A distributed SQL database consists of multiple database nodes working together, with each node storing and querying a subset of the data. Strong consistency is achieved by synchronously updating each copy of a row.
MariaDB Xpand uses a shared-nothing architecture. In a shared-nothing distributed computing architecture nodes do not share the same memory or storage. Xpand's shared-nothing architecture provides important benefits, including read and write scaling, and storage scalability.
Data Distribution
This documentation explains how Xpand distributes data sets across a large number of independent nodes, as well as provides reasoning behind some of our architectural decisions.

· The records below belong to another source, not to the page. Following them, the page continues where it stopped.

PR #3337, opened 2021-08-10
FEAT-#3336: support nunique aggregate in OmniSci backend

### LINKED ISSUE #3336: [OmniSci] Support 'nunique' aggregate
We need to support aggregation like `df.groupby('col1').agg('col2' : 'nunique')`

ienkovich:
## What do these changes do?
Support `nunique` aggregate in `groupby.agg` method.

- [x] passes `flake8 modin`
- [x] Resolves #3336 
- [x] tests added and passing

### DIFF
--- a/modin/experimental/backends/omnisci/query_compiler.py
+++ b/modin/experimental/backends/omnisci/query_compiler.py
@@ -359,7 +359,7 @@ class DFAlgQueryCompiler(BaseQueryCompiler):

For additional information, see "Data Distribution with MariaDB Xpand".
Consistency, Fault Tolerance, and Availability
Xpand provides a consistency model that can scale using a combination of intelligent data distribution, multi-version concurrency control (MVCC), and Paxos. Our approach enables Xpand to scale writes, scale reads in the presence of write workloads, and provide strong ACID semantics.
Evaluation Model
Xpand uses parallel query evaluation for simple queries and Massively Parallel Processing (MPP) for analytic queries (similar to columnar stores).
Concurrency Control
Xpand uses a combination of Multi-Version Concurrency Control (MVCC) and 2 Phase Locking (2PL) to support mixed read-write workloads. In our system, readers enjoy lock-free snapshot isolation while writers use 2PL to manage conflict. The combination of concurrency controls means that readers never interfere with writers (or vice-versa), and writers use explicit locking to order updates.
Rebalancer
The Rebalancer is an automated system for maintaining a healthy distribution of data in the cluster. It's the Rebalancer's job to respond to an "unhealthy" cluster by modifying the distribution and placement of data. The Rebalancer is an online process that effects changes to the cluster with minimal interruption to user operations. It relieves the database administrator from the burden of manually manipulating data placement.
For additional information, see "MariaDB Xpand Rebalancer".
Query Optimizer
At the core of Xpand Query Optimizer is the ability to execute one query with maximum parallelism and many simultaneous queries with maximum concurrency. This is achieved via a distributed query planner and compiler and a distributed shared-nothing execution engine.
For additional information, see "Query Optimizer for MariaDB Xpand".